***** Extracted records *****

PR #5907, opened 2023-04-09
Update `number-pad` description

### LINKED ISSUE #5906: "Always show number pad" description is confusing
### Description

If you look at the description for the "always show number pad" addon. It says 

> A number pad will show when editing number inputs from certain blocks, such as "set x to".

But, since settings a variable in scratch can also be a string, the number pad doesn't actually show on this block. A more a appropriate example could be

> A number pad will show when editing number inputs from certain blocks such as "change x by ()"

Just a little thing that I noticed while browsing scratch addons.

### Steps to reproduce

1. Open scratch addons settings
2. Find the "always show number pad" addon
3. Look the description

_No response_

### Environment

Browser: Firefox
Scratch Addons version: 1.31.2
Operating system: Windows 10

DNin01:
Resolves #5906

### Changes

Updated the description and info message in the `number-pad` addon.

### Reason for changes

To make it less confusing.

### Tests

Tested.

### DIFF
--- a/addons/number-pad/addon.json
+++ b/addons/number-pad/addon.json
@@ -1,6 +1,6 @@
 {
   "name": "Always show number pad",
-  "description": "Show Scratch's number pad input when editing number fields on all devices, instead of only touchscreen devices.",
+  "description": "Show Scratch's virtual number pad when editing number fields in blocks on all devices, instead of only touchscreen devices.",
   "credits": [
     {
       "name": "GarboMuffin"
@@ -8,7 +8,7 @@
   ],
   "info": [
     {
-      "text": "A number pad will show when editing number inputs from certain blocks, such as \"set x to\".",
+      "text": "A number pad will show when editing number inputs from blocks such as \"move () steps\".",
       "id": "explanation"
     }
   ],


addons/number-pad/addon.json
```diff
@@ -1,14 +1,14 @@
...
+  "description": "Show Scratch's virtual number pad when editing number fields in blocks on all devices, instead of only touchscreen devices.",
   "credits": [
     {
       "name": "GarboMuffin"
     }
   ],
   "info": [
     {
-      "text": "A number pad will show when editing number inputs from certain blocks, such as \"set x to\".",
+      "text": "A number pad will show when editing number inputs from blocks such as \"move () steps\".",
```
Samq64, line 11: Is this note necessary?

BroJac5246: > Is this note necessary?

See #5906.

WorldLanguages (approved):

addons/number-pad/addon.json
DNin01: What do you want us to do with it? Do you think it should be part of the description? Reworded? Removed entirely?

Samq64 (approved):

Issue #4919, opened 2022-07-28
Workspace context menu submenus


Samq64:
### Is your request related to a problem? Please describe.

The workspace context menu can get very long, especially with devttols and custom-block-shape enabled.

### Describe the solution you'd like

An addon that adds submenus to to the context menu, for example, `Swap with... > my variable` or `Screenshot > Save script as PNG`

### Additional context

Related: #4914

PR #5917, opened 2023-04-11
Large block text setting

### LINKED ISSUE #2645: Bolder / larger symbols in math operator blocks

### LINKED ISSUE #4913: Customizable block text style doesn't redraw blocks
### Description

When enabling or disabling customizable block text style or its "bold text" setting, the size of the blocks doesn't change. This results in weird spacing until the page is reloaded.

### Reproduction steps

1. Disable customizable block text style
2. Open the editor. Spacing is correct:
  image
4. Enable customizable block text style
5. Enable the "bold text" setting. The space around the text is too small:
  image
6. Reload. Spacing is correct:
  image
8. Disable the "bold text" setting. The space around the text is too large:
  image

### Expected behavior

A reload would not be required to adjust the width of blocks.

DNin01:
### Changes

Adds a percentage setting to the `custom-block-text` addon to increase the size of text on blocks up to 200%. You can also lower the size down to 75% in case for some reason you need to.

Image

### Reason for changes

To make the blocks easier to read.

### Tests

Tested in Edge 114 in combination with `middle-click-popup`.

Resolves #4913

- [x] [TODOs](https://github.com/ScratchAddons/ScratchAddons/pull/5917#issuecomment-1616180035)


mxmou:
I don't think this should close #2645. I agree with [this comment](https://github.com/ScratchAddons/ScratchAddons/issues/2645#issuecomment-893058277):

> Some people don't have issues with the general font of the editor, only the arithmetic blocks since they have such small symbols.

BroJac5246:
> I don't think this should close #2645. I agree with [this comment](https://github.com/ScratchAddons/ScratchAddons/issues/2645#issuecomment-893058277):
> 
> > Some people don't have issues with the general font of the editor, only the arithmetic blocks since they have such small symbols.

Could there be separate settings for text and operators/symbols?

Secret-chest:
Why no settings?

WorldLanguages:
I also wonder why you've discarded the idea of making the font size customizable.

DNin01:
> Why no settings? (font size)
> 
> They're really easy to implement.

> I also wonder why you've discarded the idea of making the font size customizable.

Alright, so if I make the size customizable, should I use an integer input or a couple single-select size options like "normal", "large" and "larger"?

WorldLanguages:
@DNin01 We can combine both concepts. I'd prefer having a select with options default/large/larger/custom. If user chose "custom" they could manually enter an integer value.

This integer value doesn't necessarily need to match one-to-one to CSS units. Ideally we should allow users to change the font one step at a time as defined by browser behavior. For example, I don't think most browsers distinguish 14.2pt from 14.3pt. Maybe browsers actually round it to the nearest integer and I've written all of this for no reason? Do we need to read the CSS spec?

DNin01:
I have added the option to choose between 5 different larger text sizes.

mxmou:
I think it's better to just make the font size fully customizable (with reasonable minimum and maximum values). A checkbox that enables a number or text setting is sometimes useful, but in this case it just adds unnecessary complexity.

Secret-chest:
> I think it's better to just make the font size fully customizable (with reasonable minimum and maximum values). A checkbox that enables a number or text setting is sometimes useful, but in this case it just adds unnecessary complexity.

Completely agree. It should be a multiplier, maybe 75% to 250%.

Secret-chest:
Since it's a percentage, you can also tell how large it's going to be.

Secret-chest:
> Maybe browsers actually round it to the nearest integer and I've written all of this for no reason? Do we need to read the CSS spec?

It could depend on the scaling / zoom. And even on a normal 1920x1080px screen with 100% zoom, `13px` and `13.5px` look different.

WorldLanguages:
> I think it's better to just make the font size fully customizable (with reasonable minimum and maximum values). A checkbox that enables a number or text setting is sometimes useful, but in this case it just adds unnecessary complexity.

My concern was that the settings page currently doesn't have a per-setting reset button if the addon has no presets. Unless we use percentages, we wouldn't really expect the user to know or remember what the default text size is.
This might cause some confusion:
1. The user might think the addon defaults to smaller or larger text. How would they know if vanilla Scratch's font size is 3, 13, or whatever? We know that this addon doesn't change anything by default, but will users know?
2.  The user might want to return to the default text size (after playing with the setting) and won't remember what the vanilla Scratch value was. So their only option is to reset the whole addon to default settings.

DNin01:
> > I think it's better to just make the font size fully customizable (with reasonable minimum and maximum values). A checkbox that enables a number or text setting is sometimes useful, but in this case it just adds unnecessary complexity.
> 
> Completely agree. It should be a multiplier, maybe 75% to 250%.
> This would also remove the need for a switch, since 100% would be unchanged.

Interesting 🤔

DNin01:
> 1. The user might think the addon defaults to smaller or larger text. How would they know if vanilla Scratch's font size is 3, 13, or whatever? We know that this addon doesn't change anything by default, but will users know?

Turning off the "large text" setting would revert the text size back to the default.

Secret-chest:
Still, why have 5 levels? A percentage would be simpler to understand.

DNin01:
Yeah, let's try percentages.

DNin01:
It might look nicer if the dropdown arrows changed size too.

Secret-chest:
You can have the minimum and default be 100, then remove the toggle.

mxmou:
> You can have the minimum and default be 100, then remove the toggle.

The minimum should probably be less than 100. I don't think there's a reason to not let people make the font smaller.

WorldLanguages:
> Turning off the "large text" setting would revert the text size back to the default.

Note that if the default font size setting is 100, the "large text" toggle would become unnecessary. I only proposed a toggle so that users understand that the default font size of the addon is exactly equal to vanilla Scratch's font size, but that would become clear if the number 100 meant "same as vanilla Scratch".

DNin01:
Removed the toggle. For no change, text size can be set to 100% but it can go up to 150%.

Secret-chest:
Great. You can make the limits 50 to 200%.

DNin01:
> Great. You can make the limits 50 to 200%.

I'm still unsure why people would want to _decrease_ the text size below the already small default size, unless they typically zoom in. I could also increase the maximum but the text might not fit on the blocks.

I'll keep thinking about it. I suppose it wouldn't hurt to have the option, right?

BroJac5246:
> > Great. You can make the limits 50 to 200%.
> 
> I'm still unsure why people would want to _decrease_ the text size below the already small default size, unless they typically zoom in. I could also increase the maximum but the text might not fit on the blocks unless people use a different addon to make them even bigger.
> 
> I'll keep thinking about it. I suppose it wouldn't hurt to have the option, right?

I'm sure there are reasons (some people just find things too large), and it doesn't hurt

addons/custom-block-text/addon.json
```diff
@@ -36,11 +44,23 @@
...
+      "max": 150,
+      "default": 100
     }
   ],
   "dynamicEnable": true,
   "dynamicDisable": true,
   "updateUserstylesOnSettingsChange": true,
   "versionAdded": "1.24.0",
+  "latestUpdate": {
+    "version": "1.32.0",
```
WorldLanguages, line 62:
```suggestion
    "version": "1.33.0",
```

WorldLanguages:
Unless decreasing the font size leads to visual bugs, I think we should offer the option.

WorldLanguages:
Is it just me, or the size of the blocks is determined only on first editor load? Dynamically changing the value of the setting results in this, and I can't find a way to fix it without a reload:

image

In the screenshot I opened the editor, then changed the setting from 100 to 150 by typing in the 3 digits.

DNin01:
> Is it just me, or the size of the blocks is determined only on first editor load? Dynamically changing the value of the setting results in this, and I can't find a way to fix it without a reload:
> 
> In the screenshot I opened the editor, then changed the setting from 100 to 150 by typing in the 3 digits.

Looks like this bug: #4913

WorldLanguages:
If we don't find a way to fix it, we can tell users that a reload is required for the settings to apply.
The bug wasn't that noticeable with the bold text.

DNin01:
@mxmou Any chance you know how to fix this bug?

WorldLanguages:
> If we don't find a way to fix it, we can tell users that a reload is required for the settings to apply.

This might not be good enough - it looks like there's some code (probably from Blockly) which at some specific point of time calculates the size of the blocks based on the font size. If our CSS, for some reason, gets injected after that moment, the bug will be visible to the user even though they haven't changed the settings dynamically.

It would be nice to know which Scratch code is responsible for this. We might try to find a way to call it multiple times, or at least being able to detect if it has ran already, to avoid race condition bugs.

WorldLanguages:
Thanks @towerofnix for the help! The bug is now fixed.

DNin01:
The block widths should be updated when the addon is dynamically disabled or when "bold text" is toggled. Also, after a second dynamic enable, it seems the text size isn't re-applied until a setting is changed.

WorldLanguages:
> when "bold text" is toggled

Yeah, handling that separately is causing its own set of issues because even though the font size did adjust properly, it looks wrong because it adjusted before the bold text had a chance to apply.

Will fix these tomorrow

DNin01:
Yes! It works great!

But I just realized that the blocks inside the Insert blocks by name addon's popup still require a page refresh to update.

WorldLanguages:
> But I just realized that the blocks inside the Insert blocks by name addon's popup still require a page refresh to update.

Forgot about that addon!

We should also test changing the font size while the "make a block" modal is open.

WorldLanguages:
Also, looks like we're currently styling the "make a X" buttons as if they were blocks:

image

DNin01:
> Also, looks like we're currently styling the "make a X" buttons as if they were blocks:
> 
> image

Interesting. Maybe we could turn that into a feature?

Tacodiva:
Just pushed fixes the issues with the middle click popup :blush:

addons/custom-block-text/userscript.js
```diff
@@ -0,0 +1,89 @@
...
+  textShadowCss.disabled = true;
+  document.head.appendChild(textShadowCss);
+
+  const updateBlockly = () => {
+    blocklyInstance.Field.cacheWidths_ = {}; // Clear text width cache
+    updateAllBlocks(vm);
+  };
+
+  const setFontSize = (wantedSize) => {
+    if (wantedSize !== 100) document.documentElement.style.setProperty("--customBlockText-sizeSetting", wantedSize);
```
Tacodiva, line 47: Nitpick, but could you not use the "customCssVariables" key in `addon.json` to do this automatically?

WorldLanguages: Yeah, but everything here is intentionally handled only by the userscript to make timing 0% dependent on any code outside this addon.
This addon doesn't use userstyles either for this same reason.

WorldLanguages:
TODOs:

- [ ] This affects the "make a block" modal. Should it? Is it easy to avoid it? Also, test changing the font size while this the modal is being shown, and right after closing the modal.
- [ ] "Make a Variable", "Make a List" and "Make a Block" ideally shouldn't be styled, is it easy to exclude them?
- [ ] This addon could benefit from #4919 as it interacts with Blockly workspaces.

CST1229:
> Question: is there really a difference between this setting to increase the font size, and zooming into the workspace? There really isn't right? That's a bit confusing.

Increasing the font size doesn't increase outline and padding sizes.

DNin01:
> Question: is there really a difference between this setting to increase the font size, and zooming into the workspace? There really isn't right? That's a bit confusing.

You can't change the zoom level of the blocks palette, so this is the only way to make that text larger, other than changing the entire page's zoom level.

DNin01:
Interesting issue: when pulling up the Make a Block popup, the blocks on the blocks palette suddenly stop adapting to text style changes, but everything else adapts.

To reproduce:
1. Click "Make a Block"
2. Change the text size

The block in the Make a Block menu itself also doesn't adapt.

WorldLanguages:
> Interesting issue: when pulling up the Make a Block popup, the blocks on the blocks palette suddenly stop adapting to text style changes, but everything else continues to adapt.

Yeah, #6227 should fix that

DNin01:
@WorldLanguages Apparently this branch also [got on the ScratchAddons repo](https://github.com/ScratchAddons/ScratchAddons/activity?ref=large-block-text-setting)? Noticed while I was trying to merge `ScratchAddons:master` into the branch from the web UI. Can we safety delete it?

WorldLanguages:
I'm not sure, we can delete it after merging this

DNin01:
> I'm not sure, we can delete it after merging this

It looks to me like we won't need it. We can restore it if deleting it causes issues.

DNin01:
Problem solved!

Samq64 (commented):
Could the style elements be moved to one or more CSS files?

WorldLanguages:
> Could the style elements be moved to one or more CSS files?

@Samq64 I'm not sure if that can be done without sacrificing reliability, as loading CSS files from disk may take a few milliseconds, leading to race conditions.

WorldLanguages:
> > Interesting issue: when pulling up the Make a Block popup, the blocks on the blocks palette suddenly stop adapting to text style changes, but everything else continues to adapt.
> 
> Yeah, #6227 should fix that

The PR was postponed to v1.35.0 milestone, so this PR should also be postponed

WorldLanguages:
> Interesting issue: when pulling up the Make a Block popup, the blocks on the blocks palette suddenly stop adapting to text style changes, but everything else continues to adapt.
> 
> To reproduce:
> 
> 1. Click "Make a Block"
> 2. Change the text size
> 
> The block in the Make a Block menu itself also doesn't adapt.

Fixed!

addons/custom-block-text/addon.json
```diff
@@ -1,6 +1,6 @@
 {
   "name": "Customizable block text style",
-  "description": "Changes the thickness of the text on blocks and optionally adds a text shadow.",
+  "description": "Allows you to make a few adjustments to block text to make it easier to read.",
```
WorldLanguages, line 3: Maybe add the keywords thickness, bold, and/or size to the description?

addons/custom-block-text/userscript.js
```diff
@@ -0,0 +1,93 @@
...
+  const blocklyInstance = await addon.tab.traps.getBlockly();
+
+  // Handling the CSS from here instead of a userstyle is much more stable, as
+  // there's no code outside of this addon dynamically toggling the styles.
+  // This way, we can clearly control the execution order of style operations.
+  // For example, we always want to call updateAllBlocks() after the styles
+  // were updated according to the user's settings, not before.
+  const fontSizeCss = document.createElement("style");
+  fontSizeCss.textContent = `
+    .blocklyText,
```
WorldLanguages, line 17:
```suggestion
    .blocklyText:not(.blocklyFlyoutButton > .blocklyText),
```

This change would make the CSS not affect the font size of the "make a variable", "make a block", etc. buttons.

image

WorldLanguages:
Should this addon and `custom-block-shape` affect the "Make new block" block preview?
Currently, they do. It doesn't cause any issues unless you change the settings while the "new block" modal is open. In that case, you need to close and reopen it for it to readjust. No other known issues or incompatibilities with other addons.

WorldLanguages:
We could also attempt to make the block category labels bigger/smaller depending on the block size.
Currently there's no way to change their size.
If we decide to change these, the "Make a Variable" and other buttons would be affected too.

This is how it looks right now: (font size 175%)
image

mxmou:
> Should this addon and `custom-block-shape` affect the "Make new block" block preview?

I think so.

WorldLanguages:
> We could also attempt to make the block category labels bigger/smaller depending on the block size.
> Currently there's no way to change their size.
> If we decide to change these, the "Make a Variable" and other buttons would be affected too.

I think we should also increase the font size of those, and merge this PR.

addons/custom-block-text/userscript.js
WorldLanguages: I think we decided against this.

WorldLanguages (approved):

mxmou (approved):

WorldLanguages:
From feedback: custom font size for editor comments. Seems like the missing piece of the puzzle. It's the only UI element in the Code tab that we don't provide a custom font size setting for.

*****

## What the task asks
Begin with the top line of the material and go as far as the line with "certain blocks such". Set down those lines exactly, both ends included, and nothing more.

## Solved exercise
PR #5907, opened 2023-04-09
Update `number-pad` description

### LINKED ISSUE #5906: "Always show number pad" description is confusing
### Description

If you look at the description for the "always show number pad" addon. It says 

> A number pad will show when editing number inputs from certain blocks, such as "set x to".

But, since settings a variable in scratch can also be a string, the number pad doesn't actually show on this block. A more a appropriate example could be

> A number pad will show when editing number inputs from certain blocks such as "change x by ()"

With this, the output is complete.